Towards systems biology of human pulmonary fibrosis

Abstract

The integrated effect of multiple pathways, molecules, genetic polymorphisms, environmental stimuli, and possible infection determines the lung phenotype in idiopathic pulmonary fibrosis (IPF), a chronic progressive and often lethal lung disease. Systems biology approaches aim to provide a systemwide view of biological process using computational tools and high-throughput technologies. Although much of the analysis of genome-level transcriptional high-resolution profiles of IPF was reductionist, usually focusing on a single factor in the disease process, there are some studies that implement systems approaches. We discuss these analyses and provide examples of the global analysis of IPF, hypersensitivity pneumonitis, and nonspecific interstitial pneumonia.

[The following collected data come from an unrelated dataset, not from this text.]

PR #8811, opened 2025-12-12
Parallel Workflow Update Tests

stephanos:
## What changed?

Migrated `TestWorkflowUpdateSuite` away from testify's `Suite`; enabling parallel test execution.

**How it works**

- a test invokes `testcore.NewEnv(t)` to obtain a new `TestEnv`
- `TestEnv` sets `t.Parallel()` (_intentionally not giving a way to opt out!_)
- `TestEnv` obtains a test cluster from `clusterPool` (_or blocks if all are in-use right now_)
- env var `TEMPORAL_TEST_SHARED_CLUSTERS` controls size of the pool
- if a test relies on APIs like InjectHook, a dedicated cluster is used to prevent overlap
- env var `TEMPORAL_TEST_DEDICATED_CLUSTERS` controls number of dedicated clusters

**testify suites**

Existing test suites are limited by the same dedicated cluster pool to prevent creating too many clusters.

**Database connections**

SQLite setup for TestEnv-based func tests (ie only TestWorkflowUpdateSuite so far) has been changed to a file-based approach since that supports much better concurrency due to its WAL that an in-memory SQLite database does not support.

Connection limits for other databases were also raised due to connection errors.

**Planned follow-ups**

- Migrating the other testify suites should be fairly straight-forward with the use of AI agents.
- Reduce need for dedicated clusters by leveraging isolated namespace-per-test more.
- Eliminate all `time.Sleep`s.
- Tweak test cluster pool behavior.

## Why?

1. **Local speedup**: benchmarks show a ~50% speed increase (36.1s → 16.6s) for `TestWorkflowUpdateSuite`.

5. **Namespace isolation**: every test runs in its own namespace. This greatly reduces the risk of (accidental) collisions and also reduces the need to craft unique identifiers such as for task queues and workflow IDs.

6. **Deprecate testify suites**: Long-term strategy to remove use of testify suites in functional tests (one reason being their inability to run tests within a suite in parallel).

## How did you test it?
- [ ] built
- [ ] added new unit test(s)

## Potential Issues

1. Logs become less useful since there is more interleaving of tests. 
2. Higher resource consumption: it requires more concurrent connections to databases and shows higher memory consumption (see 3 and 4). This could cause some short-term instability on CI. Note that some other PRs were merged to add mechanics for monitoring memory usage much better; which will help here.
4. Until all functional tests are converted, there is an imbalance in test cluster creation: migrated tests use the shared pool while current tests create one cluster each. Especially given the fact that some tests don't allow for test cluster sharing as they use non-parallelizable actions such as `InjectHook` or dynamic config overrides. With some more effort the number of these can be reduced.
7. Setup of test clusters was designed around the idea of short-lived clusters, one per suite. But when re-using them for longer, some of the assumptions don't hold anymore and increase memory usage. There's a band aid in place to limit how often a test cluster can be used before it's torn down. A long-term solution requires some design changes to how test clusters are started/used/torn down.
8. If there are certain cross-namespace issues or bugs that affect multiple tests, it might be harder to identify the root cause now. However; the existing test re-runs should at least mitigate these short-term.

### DIFF
--- a/tests/update_workflow_test.go
+++ b/tests/update_workflow_test.go
@@ -90,6 +90,11 @@ func TestWorkflowUpdateSuite(t *testing.T) {
 				s := testcore.NewEnv(t, testcore.WithDedicatedCluster())
 				runID := mustStartWorkflow(s, s.Tv())
 
+				tv := s.Tv()
+				if tc.useRunID {
+					tv = tv.WithRunID(runID)
+				}
+
 				capture := s.GetTestCluster().Host().CaptureMetricsHandler().StartCapture()
 				defer s.GetTestCluster().Host().CaptureMetricsHandler().StopCapture(capture)
 
@@ -152,7 +157,7 @@ func TestWorkflowUpdateSuite(t *testing.T) {
 				_, err := poller.PollAndProcessWorkflowTask()
 				s.NoError(err)
 
-				updateResultCh := sendUpdateNoError(s, useRunID(s.Tv(), tc.useRunID, runID))
+				updateResultCh := sendUpdateNoError(s, tv)
 
 				// Process update in workflow.
 				res, err := poller.PollAndProcessWorkflowTask(testcore.WithoutRetries)
@@ -179,7 +184,7 @@ func TestWorkflowUpdateSuite(t *testing.T) {
 				s.Equal(1, commits)
 				s.Equal(0, rollbacks)
 
-				events := s.GetHistory(s.Namespace().String(), useRunID(s.Tv(), tc.useRunID, runID).WorkflowExecution())
+				events := s.GetHistory(s.Namespace().String(), tv.WorkflowExecution())
 
 				s.EqualHistoryEvents(`
   1 WorkflowExecutionStarted
@@ -215,6 +220,10 @@ func TestWorkflowUpdateSuite(t *testing.T) {
 			t.Run(tc.name, func(t *testing.T) {
 				s := testcore.NewEnv(t)
 				runID := mustStartWorkflow(s, s.Tv())
+				tv := s.Tv()
+				if tc.useRunID {
+					tv = tv.WithRunID(runID)
+				}
 
 				wtHandlerCalls := 0
 				wtHandler := func(task *workflowservice.PollWorkflowTaskQueueResponse) ([]*commandpb.Command, error) {
@@ -285,7 +294,7 @@ func TestWorkflowUpdateSuite(t *testing.T) {
 				_, err := poller.PollAndProcessWorkflowTask()
 				s.NoError(err)
 
-				updateResultCh := sendUpdateNoError(s, useRunID(s.Tv(), tc.useRunID, runID))
+				updateResultCh := sendUpdateNoError(s, tv)
 
 				// Process update in workflow.
 				res, err := poller.PollAndProcessWorkflowTask(testcore.WithoutRetries)
@@ -298,7 +307,7 @@ func TestWorkflowUpdateSuite(t *testing.T) {
 				s.Equal(2, wtHandlerCalls)
 				s.Equal(2, msgHandlerCalls)
 
-				events := s.GetHistory(s.Namespace().String(), useRunID(s.Tv(), tc.useRunID, runID).WorkflowExecution())
+				events := s.GetHistory(s.Namespace().String(), tv.WorkflowExecution())
 
 				s.EqualHistoryEvents(`
   1 WorkflowExecutionStarted
@@ -335,6 +344,10 @@ func TestWorkflowUpdateSuite(t *testing.T) {
 			t.Run(tc.name, func(t *testing.T) {
 				s := testcore.NewEnv(t)
 				runID := mustStartWorkflow(s, s.Tv())
+				tv := s.Tv()
+				if tc.useRunID {
+					tv = tv.WithRunID(runID)
+				}
 
 				wtHandlerCalls := 0
 				wtHandler := func(task *workflowservice.PollWorkflowTaskQueueResponse) ([]*commandpb.Command, error) {
@@ -384,7 +397,7 @@ func TestWorkflowUpdateSuite(t *testing.T) {
 					T:                   s.T(),
 				}
 
-				updateResultCh := sendUpdateNoError(s, useRunID(s.Tv(), tc.useRunID, runID))
+				updateResultCh := sendUpdateNoError(s, tv)
 
 				// Process update in workflow.
 				res, err := poller.PollAndProcessWorkflowTask(testcore.WithoutRetries)
@@ -398,7 +411,7 @@ func TestWorkflowUpdateSuite(t *testing.T) {
 				s.Equal(1, wtHandlerCalls)
 				s.Equal(1, msgHandlerCalls)
 
-				events := s.GetHistory(s.Namespace().String(), useRunID(s.Tv(), tc.useRunID, runID).WorkflowExecution())
+				events := s.GetHistory(s.Namespace().String(), tv.WorkflowExecution())
 
 				s.EqualHistoryEvents(`
   1 WorkflowExecutionStarted
@@ -431,6 +444,10 @@ func TestWorkflowUpdateSuite(t *testing.T) {
 			t.Run(tc.name, func(t *testing.T) {
 				s := testcore.NewEnv(t)
 				runID := mustStartWorkflow(s, s.Tv())
+				tv := s.Tv()
+				if tc.useRunID {
+					tv = tv.WithRunID(runID)
+				}
 
 				wtHandlerCalls := 0
 				wtHandler := func(task *workflowservice.PollWorkflowTaskQueueResponse) ([]*commandpb.Command, error) {
@@ -497,7 +514,7 @@ func TestWorkflowUpdateSuite(t *testing.T) {
 				err = s.SendSignal(s.Namespace().String(), s.Tv().WorkflowExecution(), s.Tv().Any().String(), s.Tv().Any().Payloads(), s.Tv().Any().String())
 				s.NoError(err)
 
-				updateResultCh := sendUpdateNoError(s, useRunID(s.Tv(), tc.useRunID, runID))
+				updateResultCh := sendUpdateNoError(s, tv)
 
 				// Process update in workflow. It will be attached to existing WT.
 				res, err := poller.PollAndProcessWorkflowTask(testcore.WithoutRetries)
@@ -511,7 +528,7 @@ func TestWorkflowUpdateSuite(t *testing.T) {
 				s.Equal(2, wtHandlerCalls)
 				s.Equal(2, msgHandlerCalls)
 
-				events := s.GetHistory(s.Namespace().String(), useRunID(s.Tv(), tc.useRunID, runID).WorkflowExecution())
+				events := s.GetHistory(s.Namespace().String(), tv.WorkflowExecution())
 
 				s.EqualHistoryEvents(`
   1 WorkflowExecutionStarted
@@ -1307,6 +1324,10 @@ func TestWorkflowUpdateSuite(t *testing.T) {
 			t.Run(tc.name, func(t *testing.T) {
 				s := testcore.NewEnv(t)
 				runID := mustStartWorkflow(s, s.Tv())
+				tv := s.Tv()
+				if tc.useRunID {
+					tv = tv.WithRunID(runID)
+				}
 
 				// Drain existing first WT from regular task queue, but respond with sticky queue enabled response, next WT will go to sticky queue.
 				_, err := s.TaskPoller().PollAndHandleWorkflowTask(s.Tv(),
@@ -1350,7 +1371,7 @@ func TestWorkflowUpdateSuite(t *testing.T) {
 				// This is to make sure that sticky poller above reached server first.
 				// And when update comes, stick poller is already available.
 				time.Sleep(500 * time.Millisecond) //nolint:forbidigo
-				updateResult := <-sendUpdateNoError(s, useRunID(s.Tv(), tc.useRunID, runID))
+				updateResult := <-sendUpdateNoError(s, tv)
 
 				s.Equal("success-result-of-"+s.Tv().UpdateID(), testcore.DecodeString(s.T(), updateResult.GetOutcome().GetSuccess()))
 
@@ -1364,7 +1385,7 @@ func TestWorkflowUpdateSuite(t *testing.T) {
 			  7 WorkflowTaskCompleted
 			  8 WorkflowExecutionUpdateAccepted {"AcceptedRequestSequencingEventId": 5} // WTScheduled event which delivered update to the worker.
 			  9 WorkflowExecutionUpdateCompleted {"AcceptedEventId": 8}
-			`, s.GetHistory(s.Namespace().String(), useRunID(s.Tv(), tc.useRunID, runID).WorkflowExecution()))
+			`, s.GetHistory(s.Namespace().String(), tv.WorkflowExecution()))
 			})
 		}
 	})
@@ -3143,6 +3164,10 @@ func TestWorkflowUpdateSuite(t *testing.T) {
 				t.Run(tc.name+" "+wfCC.name, func(t *testing.T) {
 					s := testcore.NewEnv(t)
 					runID := mustStartWorkflow(s, s.Tv())
+					tv := s.Tv()
+					if wfCC.useRunID {
+						tv = tv.WithRunID(runID)
+					}
 
 					wtHandlerCalls := 0
 					wtHandler := func(task *workflowservice.PollWorkflowTaskQueueResponse) ([]*commandpb.Command, error) {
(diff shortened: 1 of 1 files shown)


common/cache/lru.go
```diff
@@ -144,8 +144,11 @@ func NewWithMetrics(maxSize int, opts *Options, handler metrics.Handler) Stoppab
 	if opts == nil {
 		opts = &Options{}
 	}
-	if opts.BackgroundEvict == nil {
-		opts.BackgroundEvict = func() dynamicconfig.CacheBackgroundEvictSettings {
+
+	// Use local variables to avoid modifying the input opts (which could be shared).
+	backgroundEvict := opts.BackgroundEvict
```
stephanos, line 148: Fixes race condition.

.github/workflows/run-tests.yml
```diff
@@ -532,8 +532,6 @@ jobs:
         run: ./develop/github/monitor_test.sh make functional-test-coverage
         env:
           TEST_ARGS: ${{ needs.set-up-single-test.outputs.single_test_args }}
-          TEMPORAL_TEST_OTEL_OUTPUT: ${{ github.workspace }}/.testoutput
-          TEMPORAL_OTEL_DEBUG: true
```
stephanos, line 538: Removed OTEL tracing for now as its design caused increased memory usage (details: the OTEL exporter is scoped to the lifetime of the cluster instead of a namespace which would be more efficient here).

common/persistence/persistence-tests/setup.go
```diff
@@ -66,21 +110,28 @@ func GetPostgreSQLPGXTestClusterOption() *TestBaseOptions {
...
+		DBPassword:      testSQLitePassword,
+		DBHost:          environment.GetLocalhostIP(),
+		DBPort:          0,
+		SchemaDir:       testSQLiteSchemaDir,
+		StoreType:       config.StoreTypeSQL,
+		ConnectAttributes: map[string]string{
+			"cache":        "shared",
+			"busy_timeout": "30000",
+			"journal_mode": "wal",
+			"synchronous":  "normal",
```
stephanos, line 124: Recommended settings I found online.

common/persistence/persistence-tests/setup.go
```diff
@@ -24,10 +30,45 @@ const (
 	testSQLiteSchemaDir = "schema/sqlite/v3" // specify if mode is not "memory"
 )
 
+// GetTestClusterOption returns test options for the given store type and driver.
```
stephanos, line 33: A little refactoring to make the persistence setup slightly more ergonomic.

tests/workflow_utils.go
```diff
@@ -1,21 +1,12 @@
...
 import (
-	"testing"
-
 	"go.temporal.io/api/workflowservice/v1"
-	"go.temporal.io/server/common/namespace"
 	"go.temporal.io/server/common/testing/testvars"
 	"go.temporal.io/server/tests/testcore"
 )
 
-type testEnv interface {
```
stephanos, line 12: Superseded by `testcore.Env`.

tests/update_workflow_test.go
```diff
@@ -69,170 +45,198 @@ func (s *UpdateWorkflowSuite) speculativeWorkflowTaskOutcomes(
...
 	}
 
-	for _, tc := range testCases {
-		s.Run(tc.name, func() {
-			tv := testvars.New(s.T())
+	s.CloseShard(resp.NamespaceInfo.Id, wid)
+}
 
-			runID := mustStartWorkflow(s, tv)
+func TestWorkflowUpdateSuite(t *testing.T) {
```
stephanos, line 71: Changes here were kept to a minimum; helpers and tests were migrated to regular functions. The nested nature of testify suites was preserved, too.

tests/testcore/test_cluster_pool.go
```diff
@@ -0,0 +1,198 @@
...
+		return cluster
+	}
+
+	// If no custom dynamic config is provided, reuse an existing cluster.
+	return p.dedicated.get(t, func() *FunctionalTestBase {
+		return p.createCluster(t, nil, false)
+	})
+}
+
+func (p *clusterPool) createCluster(t *testing.T, dynamicConfig map[dynamicconfig.Key]any, shared bool) *FunctionalTestBase {
```
chaptersix, line 174: why does this return a `FunctionalTestBase` and not `TestCluster`? Does this keep use married to using testify suites?

stephanos: Good question; the short answer is: simplicity. I didn't want to tease out what we still need from  `FunctionalTestBase`. There's a lot in there. The right thing to do what be to consolidate `FunctionalTestBase` and `TestCluster`. That is probably much easier once all suites are migrated; and isn't a blocker IMO.

tests/testcore/test_env.go
```diff
@@ -0,0 +1,116 @@
...
+// This implies WithDedicatedCluster.
+func WithDynamicConfig(dc map[dynamicconfig.Key]any) TestOption {
+	return func(o *testOptions) {
+		o.dedicatedCluster = true
+		if o.dynamicConfig == nil {
+			o.dynamicConfig = make(map[dynamicconfig.Key]any)
+		}
+		maps.Copy(o.dynamicConfig, dc)
+	}
+}
```
chaptersix: I'd prefer that it doesn't imply a dedicated cluster and a change to the interface that allows checking the level as witch the namespace applies. Something like this:
```
  func WithDynamicConfig(dc map[dynamicconfig.GenericSetting]any) TestOption {
      return func(o *testOptions) {
          o.dedicatedCluster = true
          if o.dynamicConfig == nil {
              o.dynamicConfig = make(map[dynamicconfig.Key]any)
          }
          for setting, value := range dc {
              if setting.Precedence() == dynamicconfig.PrecedenceGlobal {
                  panic(fmt.Sprintf("global setting %s not allowed", setting.Key()))
              }
              if err := setting.Validate(value); err != nil {
                  panic(fmt.Sprintf("invalid value for %s: %v", setting.Key(), err))
              }
              o.dynamicConfig[setting.Key()] = value
          }
      }
  }
```

chaptersix: Maybe we also ass a required field that indicates when/if the override should be removed.

tests/testcore/functional_test_base.go
```diff
@@ -572,13 +598,34 @@ func (s *FunctionalTestBase) DurationNear(value, target, tolerance time.Duration
 // will automatically be reverted at the end of the test (using t.Cleanup). The cleanup
 // function is also returned if you want to revert the change before the end of the test.
 func (s *FunctionalTestBase) OverrideDynamicConfig(setting dynamicconfig.GenericSetting, value any) (cleanup func()) {
+	if s.isShared {
+		// Technically this doesn't always require a dedicated cluster since some dynamic configs can be applied to only
```
dnr: Can't this construct a ConstrainedValue with the namespace constraint from the value and use that? What specific flakiness are you worried about in that case?

And similar comment for WithDynamicConfig as Alex pointed out.

(Check precedence first, of course, and handle the case where value already is a []ConstrainedValue)

tests/testcore/test_env.go
stephanos: I was thinking that could be a follow-up but since both of you asked about it, I can get it in here already. I hadn;t thought about it deeper, so if it's that simple that's great.

tests/testcore/functional_test_base.go
stephanos: Alright; I've pushed https://github.com/temporalio/temporal/pull/8811/changes/ea9c1be081f0263a5c55723b60862dc11f3d7e66 which should address this. 

Both `OverrideDynamicConfig` and `WithDynamicConfig` now apply the namespace constraint automatically.

tests/testcore/test_env.go
stephanos: Alright; I've pushed https://github.com/temporalio/temporal/pull/8811/changes/ea9c1be081f0263a5c55723b60862dc11f3d7e66 which should address this. 

Both `OverrideDynamicConfig` and `WithDynamicConfig` now apply the namespace constraint automatically.

common/persistence/sql/test_sql_persistence.go
```diff
@@ -143,10 +143,11 @@ func (s *TestCluster) DropDatabase() {
...
 		if len(cfg2.DatabaseName) > 3 { // 3 should mean not ., .., empty, or /
-			err := os.Remove(cfg2.DatabaseName)
-			if err != nil {
-				panic(err)
-			}
+			// Remove main database file
+			_ = os.Remove(cfg2.DatabaseName)
+			// Remove WAL mode files (may not exist if WAL wasn't used)
+			_ = os.Remove(cfg2.DatabaseName + "-wal")
+			_ = os.Remove(cfg2.DatabaseName + "-shm")
```
dandavison, line 150: Is it attractive to place these in a directory and thus just remove the directory on cleanup?

docs/development/testing.md
```diff
@@ -14,6 +14,8 @@ This document describes the project's testing setup, utilities and best practice
 - `TEMPORAL_TEST_LOG_FORMAT`: Controls the output format for test logs. Available options: `json` or `console`
 - `TEMPORAL_TEST_LOG_LEVEL`:  Sets the verbosity level for test logging. Available levels: `debug`, `info`, `warn`, `error`, `fatal`
 - `TEMPORAL_TEST_OTEL_OUTPUT`: Enables OpenTelemetry (OTEL) trace output for failed tests to the provided file path.
+- `TEMPORAL_TEST_SHARED_CLUSTERS`: Number of shared clusters in the pool. Tests can use each simultaneously. 
+- `TEMPORAL_TEST_DEDICATED_CLUSTERS`: Number of dedicated clusters in the pool. Only one test can use each at a time.
```
dandavison: nit: I find this slightly easier to understand
 
```suggestion
- `TEMPORAL_TEST_SHARED_CLUSTERS`: Number of shared clusters in the pool. Each can be used by multiple tests simultaneously.
- `TEMPORAL_TEST_DEDICATED_CLUSTERS`: Number of dedicated clusters in the pool. Each can be used by one test only at a time.
```

tests/testcore/test_cluster_pool.go
```diff
@@ -0,0 +1,198 @@
...
+	"sync/atomic"
+	"testing"
+
+	"go.temporal.io/server/common/dynamicconfig"
+)
+
+var testClusterPool *clusterPool
+
+func init() {
+	sharedSize := runtime.GOMAXPROCS(0) / 2
```
dandavison: clamp at lower limit of 1?

tests/testcore/test_cluster_pool.go
```diff
@@ -0,0 +1,198 @@
...
+		usage := p.usageCounts[idx].Add(1)
+		if usage > int64(p.maxUsage) {
+			p.clusterMu[idx].Lock()
+			// Double-check after acquiring lock
+			if p.usageCounts[idx].Load() > int64(p.maxUsage) && p.clusters[idx] != nil {
+				poolType := "shared"
+				if p.slots != nil {
+					poolType = "dedicated"
+				}
+				fmt.Printf("[cluster] recreating %s cluster %d after %d tests\n", poolType, idx, p.maxUsage)
```
dandavison: should these print statements to stdout be logger calls? (here and below)

chaptersix (approved):

tests/update_workflow_test.go
```diff
@@ -4488,1156 +4566,1233 @@ func (s *UpdateWorkflowSuite) TestSpeculativeWorkflowTask_WorkerSkippedProcessin
...
-			s.Error(uwsRes.err)
-			s.Equal("Update-with-Start could not be executed.", uwsRes.err.Error())
-			errs := uwsRes.err.(*serviceerror.MultiOperationExecution).OperationErrors()
-			s.Len(errs, 2)
-			var alreadyStartedErr *serviceerror.WorkflowExecutionAlreadyStarted
-			s.ErrorAs(errs[0], &alreadyStartedErr)
-			s.Equal("Operation was aborted.", errs[1].Error())
-		})
+		t.Run("workflow is not running", func(t *testing.T) {
+			_ = testcore.NewEnv(t) // unused s
```
dandavison: Am I right in thinking that this holds on to a cluster slot for the duration of all the nested subtests, but doesn't actually do anything with it? And also creates a pointless namespace? Should we just call `t.Parallel()` here?

tests/testcore/test_env.go
```diff
@@ -0,0 +1,179 @@
...
+	enumspb "go.temporal.io/api/enums/v1"
+	"go.temporal.io/api/workflowservice/v1"
+	"go.temporal.io/server/common/dynamicconfig"
+	"go.temporal.io/server/common/log"
+	"go.temporal.io/server/common/namespace"
+	"go.temporal.io/server/common/testing/historyrequire"
+	"go.temporal.io/server/common/testing/taskpoller"
+)
+
+type Env interface {
```
dnr, line 20: just curious: what other names did you consider besides Env? it feels slightly off, like, this is not an "environment" itself, it's more like a claim or reservation on a test environment. but I don't have any better suggestions

tests/testcore/test_env.go
```diff
@@ -0,0 +1,179 @@
...
+	nsName     namespace.Name
+	taskPoller *taskpoller.TaskPoller
+	t          *testing.T
+}
+
+type TestOption func(*testOptions)
+
+type testOptions struct {
+	dedicatedCluster      bool
+	dynamicConfigSettings []dynamicConfigOverride
```
dnr, line 47: curious why not map? don't most of the other dc-related things use maps?

tests/testcore/test_env.go
```diff
@@ -0,0 +1,179 @@
...
+	CloseShard(namespaceID string, workflowID string)
+	OverrideDynamicConfig(setting dynamicconfig.GenericSetting, value any) (cleanup func())
+}
+
+type testEnv struct {
+	*FunctionalTestBase
+	*require.Assertions
+	historyrequire.HistoryRequire
+
+	Logger log.Logger
```
dnr, line 34: should we throw in a TestVars or is that too opinionated?

tests/testcore/test_env.go
```diff
@@ -0,0 +1,179 @@
...
+type Env interface {
+	T() *testing.T
+	Namespace() namespace.Name
+	FrontendClient() workflowservice.WorkflowServiceClient
+	GetTestCluster() *TestCluster
+	CloseShard(namespaceID string, workflowID string)
+	OverrideDynamicConfig(setting dynamicconfig.GenericSetting, value any) (cleanup func())
+}
+
+type testEnv struct {
```
dnr, line 29: I assume this should implement Env? add assertion?

tests/testcore/test_env.go
```diff
@@ -0,0 +1,179 @@
...
+// OverrideDynamicConfig overrides a dynamic config setting for the duration of this test.
+// For settings that can be namespace-scoped, a namespace constraint is applied.
+// All others cannot be applied to a shared cluster and require `WithDedicatedCluster`.
+func (e *testEnv) OverrideDynamicConfig(setting dynamicconfig.GenericSetting, value any) (cleanup func()) {
+	if e.isShared {
+		if !canBeNamespaceScoped(setting.Precedence()) {
+			e.t.Fatalf("OverrideDynamicConfig for setting %s (precedence %v) cannot be called on a shared cluster; use testcore.WithDedicatedCluster()", setting.Key(), setting.Precedence())
+		}
+
+		// Wrap value with namespace constraint for test isolation on shared clusters.
```
dnr, line 160: nice!

tests/testcore/test_env.go
```diff
@@ -0,0 +1,179 @@
...
+			value = []dynamicconfig.ConstrainedValue{{
+				Constraints: dynamicconfig.Constraints{Namespace: ns},
+				Value:       value,
+			}}
+		}
+	}
+	return e.cluster.host.overrideDynamicConfig(e.t, setting.Key(), value)
+}
+
+func canBeNamespaceScoped(p dynamicconfig.Precedence) bool {
```
dnr, line 179: ah.. ideally this logic should be owned by dynamicconfig. but fine for now.

tests/testcore/test_cluster_pool.go
stephanos: oh sorry, these were part of my debugging. Will remove!

tests/update_workflow_test.go
stephanos: Good catch; these were still there from an earlier version where I had hierarchical test envs. But that didn't prove too useful. Will remove!

tests/testcore/test_env.go
stephanos: I had a map at first (see original commit), but then we changed it from `dynamicconfig.Key` to `dynamicconfig.GenericSetting` for the namespace constraint and then it wasn't indexable anymore.

tests/testcore/test_env.go
stephanos: I had that at first; but removed it again as I thought that would be too controversial and didn't want to get the review blocked on that discussion. It would save an extra line from every test that uses it. I'm in favor.

tests/testcore/test_env.go
stephanos: `Ctx` was one. `Suite` was another. Both seemed to close to their original inspiration. AI was suggesting `Harness`, too. Eh. Easy to rename if we find a better name later.

tests/testcore/test_env.go
dnr: yeah, I don't love the long names that TestVars generates and I've been meaning to fix it there, but good to consolidate on it

tests/testcore/test_env.go
dnr: oh right, I think I've run into that myself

Detailed quantitative phenotyping and correlation with microarray results as well as high-throughput genotyping should provide us with the datasets to implement systems biology approaches in fibrosis research. Interdisciplinary teams and training of junior investigators in the vocabulary of systems biology should allow us to use these datasets integratively and generate a global model of human pulmonary fibrosis.

Figure 1.

The iterative nature of systems biology research. Note that every refinement of the model needs additional data generation for retesting of specific hypotheses.

Figure 2.

Functional analysis of genes that distinguish idiopathic pulmonary fibrosis (IPF), nonspecific interstitial pneumonia (NSIP), and hypersensitivity pneumonitis (HP). Filled boxes = enriched annotation. All annotations were statistically significant at a false discovery rate of 5%.